=== SUPPLIED ENTRIES ===
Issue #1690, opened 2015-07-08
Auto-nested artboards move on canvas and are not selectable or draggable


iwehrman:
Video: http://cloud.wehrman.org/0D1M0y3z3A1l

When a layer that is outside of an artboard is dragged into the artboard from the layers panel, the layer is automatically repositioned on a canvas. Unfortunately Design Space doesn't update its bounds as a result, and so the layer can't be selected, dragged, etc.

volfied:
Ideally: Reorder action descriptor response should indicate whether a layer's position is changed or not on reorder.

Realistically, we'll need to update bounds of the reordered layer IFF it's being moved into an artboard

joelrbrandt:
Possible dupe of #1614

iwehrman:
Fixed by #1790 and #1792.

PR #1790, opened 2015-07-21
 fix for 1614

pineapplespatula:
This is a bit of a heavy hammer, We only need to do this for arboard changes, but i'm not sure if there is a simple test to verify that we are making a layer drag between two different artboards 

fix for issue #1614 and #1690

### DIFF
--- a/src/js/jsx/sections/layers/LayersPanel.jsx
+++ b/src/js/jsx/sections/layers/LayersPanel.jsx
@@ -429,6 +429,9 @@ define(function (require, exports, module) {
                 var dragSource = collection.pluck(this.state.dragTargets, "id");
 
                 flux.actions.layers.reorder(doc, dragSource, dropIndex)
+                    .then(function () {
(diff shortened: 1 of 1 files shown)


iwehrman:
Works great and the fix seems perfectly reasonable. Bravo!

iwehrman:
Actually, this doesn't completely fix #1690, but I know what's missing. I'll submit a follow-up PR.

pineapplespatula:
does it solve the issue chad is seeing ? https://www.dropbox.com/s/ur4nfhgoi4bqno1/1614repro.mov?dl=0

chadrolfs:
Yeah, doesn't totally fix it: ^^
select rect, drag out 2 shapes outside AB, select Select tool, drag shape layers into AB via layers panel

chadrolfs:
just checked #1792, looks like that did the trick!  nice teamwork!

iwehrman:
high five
===
— WORK REQUEST —
Word for word, restate the entries that appear above.

— YOUR SOLUTION —
Issue #1690, opened 2015-07-08
Auto-nested artboards move on canvas and are not selectable or draggable


iwehrman:
Video: http://cloud.wehrman.org/0D1M0y3z3A1l

When a layer that is outside of an artboard is dragged into the artboard from the layers panel, the layer is automatically repositioned on a canvas. Unfortunately Design Space doesn't update its bounds as a result, and so the layer can't be selected, dragged, etc.

volfied:
Ideally: Reorder action descriptor response should indicate whether a layer's position is changed or not on reorder.

Realistically, we'll need to update bounds of the reordered layer IFF it's being moved into an artboard

joelrbrandt:
Possible dupe of #1614

iwehrman:
Fixed by #1790 and #1792.

PR #1790, opened 2015-07-21
 fix for 1614

pineapplespatula:
This is a bit of a heavy hammer, We only need to do this for arboard changes, but i'm not sure if there is a simple test to verify that we are making a layer drag between two different artboards 

fix for issue #1614 and #1690

### DIFF
--- a/src/js/jsx/sections/layers/LayersPanel.jsx
+++ b/src/js/jsx/sections/layers/LayersPanel.jsx
@@ -429,6 +429,9 @@ define(function (require, exports, module) {
                 var dragSource = collection.pluck(this.state.dragTargets, "id");
 
                 flux.actions.layers.reorder(doc, dragSource, dropIndex)
+                    .then(function () {
(diff shortened: 1 of 1 files shown)


iwehrman:
Works great and the fix seems perfectly reasonable. Bravo!

iwehrman:
Actually, this doesn't completely fix #1690, but I know what's missing. I'll submit a follow-up PR.

pineapplespatula:
does it solve the issue chad is seeing ? https://www.dropbox.com/s/ur4nfhgoi4bqno1/1614repro.mov?dl=0

chadrolfs:
Yeah, doesn't totally fix it: ^^
select rect, drag out 2 shapes outside AB, select Select tool, drag shape layers into AB via layers panel

chadrolfs:
just checked #1792, looks like that did the trick!  nice teamwork!

iwehrman:
high five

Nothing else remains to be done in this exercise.